I am looking for the standard error for the distribution of the difference in proportions for hypothesis testing when the null hypothesis is that the two proportions are different by a constant.
Let's say that: $H_0: {p}_1 = {p}_2 + c$. Then I've seen that $\sigma_{\hat{p}_1 - \hat{p}_2}=\sqrt{\frac{\hat{p}_1(1-\hat{p}_1)}{n_1}+\frac{\hat{p}_2(1-\hat{p}_2)}{n_2}}$
Is that true, or is there another formula one should use? (say: $H_0: \hat{p}_1 = \hat{p}_2 + c$. Then I've seen that $\sigma_{\hat{p}_1 - \hat{p}_2}=\sqrt{\frac{(\hat{p}_2 + c)(1-(\hat{p}_2 + c))}{n_1}+\frac{\hat{p}_2(1-\hat{p}_2)}{n_2}}$)

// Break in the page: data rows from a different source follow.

PR #244, opened 2025-02-03
Update column name generation in relational conversion

knassre-bodo:
Ancillary task related to #141. Changes how column names are handled in CALC so existing names are not overriden, but instead a new name is used. This becomes crucial for when correlated references are implemented, but until then causes harmless naming changes to many relational plans. These changes are benign because they are not observable in the final answer, and only change the internal names.


tests/test_plan_refsols/join_asia_region_nations.txt
```diff
@@ -1,5 +1,5 @@
-ROOT(columns=[('key', key), ('name', name), ('region_key', region_key), ('comment', comment)], orderings=[])
- PROJECT(columns={'comment': comment_1, 'key': key_2, 'name': name_3, 'region_key': region_key})
+ROOT(columns=[('key', key_6), ('name', name_7), ('region_key', region_key), ('comment', comment_5)], orderings=[])
+ PROJECT(columns={'comment_5': comment_1, 'key_6': key_2, 'name_7': name_3, 'region_key': region_key})
```
knassre-bodo, line 2: Notice that the changes here are just to the internal names used. These names got scrambled because some of them overlapped with other column names (but those other columns later got pruned). E.g. in this example, there were multiple columns named `comment`, `key` and `name` from multiple tables (region vs nation), but only 1 of each got kept in the final answer (in this case, the ones from the nation). However, the names were adjusted before the duplicates got pruned.

pydough/conversion/relational_converter.py
```diff
@@ -681,6 +712,10 @@ def translate_calc(
             rel_expr: RelationalExpression = self.translate_expression(
                 hybrid_expr, context
             )
+            # Ensure the name of the new column is not already being used. If
+            # it is, choose a new name.
```
vineetg3, line 716: NIT: Clarify that the new name is basically mimicking the previous name with an index. This helps in debugging purposes.

pydough/conversion/relational_converter.py
```diff
@@ -78,7 +78,17 @@ class TranslationOutput:
     """
 
     relation: Relational
```
vineetg3, line 80: As a follow-up can we rename the class `Relational` to `RelationalNode` so that there is a clarity that this is a node?

vineetg3: Moreover, in the same lines, we can rename the field from `relation` to `relational_node`.

vineetg3 (approved):
My comments are mostly Nits for clarity purposes. Otherwise, good.

hadia206 (approved):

p.s: if we are on the subject, why (or where can I read about), why the difference of proportions is asymptotically normal? I know that for a single sample test, it is based on the central limit theorem (since the variance is decided based on the null hypothesis). But for the difference in proportions the variance is estimated, so this should have been a t-test. So while the large N would move this to Z, I wonder if there is any other reason to consider. Other then that the difference of two normals is normal.